Forests and Trees and Climate
Three books to come to terms with our burning world and what is required
July is festival month for me. I always, for 25 years running, end the month going to the Calgary Folk Festival. A month of live music is incredibly enervating and renewing, and the Winnipeg Folk Festival & Calgary Folk Festival always give me a boost. Since moving to Winnipeg 5 years ago, I make a point of driving to Calgary on the Wednesday before Folk Fest, so I will be there for all 40 hours of music over the four days.
This year, that drive was on July 24th. Driving across the Prairies that day was a hot and smoky day. There was a forest fire haze in the air due to our forests, once again, spending the summer on fire. This time it was primarily from a fire near Jasper, Alberta, over 1,000 km away.
Into the Maelstrom
On July 24th, after about 10 hours of driving, just west of Medicine Hat the sky turned considerably darker. The western horizon was no longer hazy it was black with smoke. A distinct plume hung ahead, as we drove west the black smoke completely blotted out the sun. In Calgary, ash was falling from the sky and even from a couple of kilometres away the downtown skyline was completely invisible.
At the same time, as we drove into what felt like an apocalyptic scene, the Jasper fire reached town limits. The Town of Jasper had been evacuated the day before, and now, as I entered Calgary the fire entered Jasper.
Over the next couple of days, Jasper became the third Alberta town to burn, joining Slave Lake in 2011 and Fort McMurray in 2016.
Our skies and air regularly fill with smoke, it now seems like an annual occurrence. Weather reports contain smoke conditions and warnings. Fire “season” is now pretty much year round. New terms have entered our lexicon like “zombie fires” that never go out and “fire tornados”. Sadly, possibly because it is now a yearly thing, it is something we have become inured to.
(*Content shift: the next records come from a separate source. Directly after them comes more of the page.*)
PR #1036, opened 2016-11-01
Pre-Migration Frontend Refactor - Help format

whoojemaflip:
The goal of the refactoring is to speed up and de-risk the process of migrating formats to publishing-api. It would be challenging to unroll all the logic in the `RootController#publication` catch-all handler so instead we re-route requests on a per-format basis. By enabling us to write idiomatic controllers that wrap the rendering cycle of each format, we should drive out the specific rendering requirements for each format making it easier to migrate them to new content-store schemas when the time comes.

### DIFF
--- a/config/routes.rb
+++ b/config/routes.rb
@@ -13,9 +13,6 @@ Frontend::Application.routes.draw do
   # http://stackoverflow.com/a/3443678
   get "*path.gif", to: proc { |env| [404, {}, ["Not Found"]] }
 
-  get "/help", to: "help#index"
-  get "/tour", to: "help#tour"
-
   get "/find-local-council" => "find_local_council#index"
   post "/find-local-council" => "find_local_council#find"
   get "/find-local-council/:authority_slug" => "find_local_council#result"
@@ -46,8 +43,13 @@ Frontend::Application.routes.draw do
 
   get ":slug/y(/*responses)" => "simple_smart_answers#flow", :as => :smart_answer_flow
 
+  # Help pages
+  get "/help", to: "help#index"
+  get "/tour", to: "help#tour"
+  get "*slug", slug: %r{help/.+}, to: "help#show", constraints: FormatRoutingConstraint.new('help_page')
+
   with_options(to: "root#publication") do |pub|
-    pub.get "*slug", slug: %r{(done|help)/.+}
+    pub.get "*slug", slug: %r{done/.+}
     pub.get ":slug/print", variant: :print
     pub.get ":slug/:part/:interaction", as: :licence_authority_action
 
--- a/lib/format_routing_constraint.rb
+++ b/lib/format_routing_constraint.rb
@@ -1,0 +1,23 @@
+class FormatRoutingConstraint
+  def initialize(format, artefact_retriever: ArtefactRetrieverFactory.artefact_retriever)
+    @format = format
+    @artefact_retriever = artefact_retriever
+  end
+
+  def matches?(request)
+    slug = request.params.fetch(:slug)
+    edition = request.params.fetch(:edition, nil)
+    artefact = cacheable_artefact(slug, edition, request)
+    artefact.format == @format if artefact && artefact.respond_to?(:format)
+  end
+
+  private
+
+  def cacheable_artefact(slug, edition, request)
+    request.env[:__artefact_cache] ||= {}
+    request.env[:__artefact_cache][slug] ||=
+      @artefact_retriever.fetch_artefact(slug, edition)
+  rescue
+    nil
+  end
+end
--- a/app/controllers/help_controller.rb
+++ b/app/controllers/help_controller.rb
@@ -2,6 +2,7 @@ require "slimmer/headers"
 
 class HelpController < ApplicationController
   before_filter :set_expiry
+  before_filter :redirect_if_api_request
 
   def index
     setup_content_item_and_navigation_helpers("/help")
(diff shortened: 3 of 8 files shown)


binaryberry:
Thanks for having a go at slaying the dragon - a few rubocop things make CI fail, if you fix them we could see if anything else brakes?

app/controllers/front_controller.rb
```diff
@@ -0,0 +1,79 @@
...
+      # legacy
+      RootController.new
+    end.tap do |controller|
+      controller.request = request
+      controller.response = response
+    end
+  end
+
+  # https://gdstechnology.blog.gov.uk/2017/06/01/how-we-implemented-the-front-controller-pattern-in-rails-and-why-you-shouldnt-do-that
+  def action_from_method(method)
```
davidbasalla: I think we only need to support GET and POST for frontend, not necessarily important at this point though...

config/routes.rb
```diff
@@ -35,18 +35,18 @@
   # Jobssearch form override (English and Welsh variants)
   constraints(slug: /(jobsearch|chwilio-am-swydd)/) do
     get "/:slug.json"      => redirect("/api/%{slug}.json")
-    get "/:slug(.:format)" => "root#jobsearch"
+    get "/:slug(.:format)" => "jobsearch#show"
   end
 
   # Transaction finished pages
```
davidbasalla: Oh, are these some sort of special case of a done page? I wonder if we could clean this up somehow (probably as a different piece of work...)

h-lame:
I quite like the idea of this, but I admit to being pretty surprised that it actually works (does it?).  Rails controllers are weird, and I'm not entirely sure that we can instantiate one, call the action method on it, and expect it to work (even if we are setting the request and response).  It feels like something that might break as and when rails versions change.

Still, I do really like the obvious separation of concerns here - there's a thing that deals with each type of content request and that feels good.  Would it be possible to achieve this by using some other object instead of controllers?  We'd have to define an interface to let these non-controllers tell the `FrontController` what to do interms of the HTTP response and view rendering, but hopefully it's a minimal set of the total controller API.  How much controller-y-ness do we really need to show a page; decide to redirect or render, decide which template to render, maybe set some headers?

I could be way wrong about how much controller-y-ness we'd need in this API (if it's a lot then we probably should just use controllers), and I could also be wrong about instantiating a controller within another controller being bad/impossible/painful (if it works then maybe it's ok).  Keen to hear what other folk think.

whoojemaflip:
I quite like the idea that - although this is a weird pattern - the weirdness doesn't spread beyond this class. I was thinking we might want to wrap this functionality up in a Middleware object, so it's executed before the Rails router. That would let us do format-based routing like a normal app, although it would hide some important implementation away in `/lib`. Might be worth prototyping if this front-controller thing doesn't have legs. Thoughts?

The problem I found with using a not-controller object to handle the per-format requests is that I wound up reimplementing a subset of the ActionController DSL. It's what led me to this approach.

The response, from political leaders and others, is to look at what immediate action to take to make it better. Whether it’s more funding for forest fire fighters, better forest management, “more logging”, better evacuation responses and warning systems, it is all woefully inadequate. We are literally missing the forest for the trees. That forest is the climate crisis.
Climate Crisis
We broadly understand we need to address climate change and reduce greenhouse gas emissions. It is understood that manmade GHG’s are warming the planet and action is required. We have seen some steps taken to reduce our dependence on fossil fuels. We are producing more renewable energy than ever, the sale of electric vehicles is booming, and climate denialism is waning. But for all that, we are not making real progress.
The challenge of climate crisis is huge. It is bigger than the individual actions we are taking, either as citizens or as governments. It is challenging our political and economic systems and even our abilities to think about how to go about dealing with it. At best, we are taking small steps in the right direction, at our worst we fall back into “what aboutism”.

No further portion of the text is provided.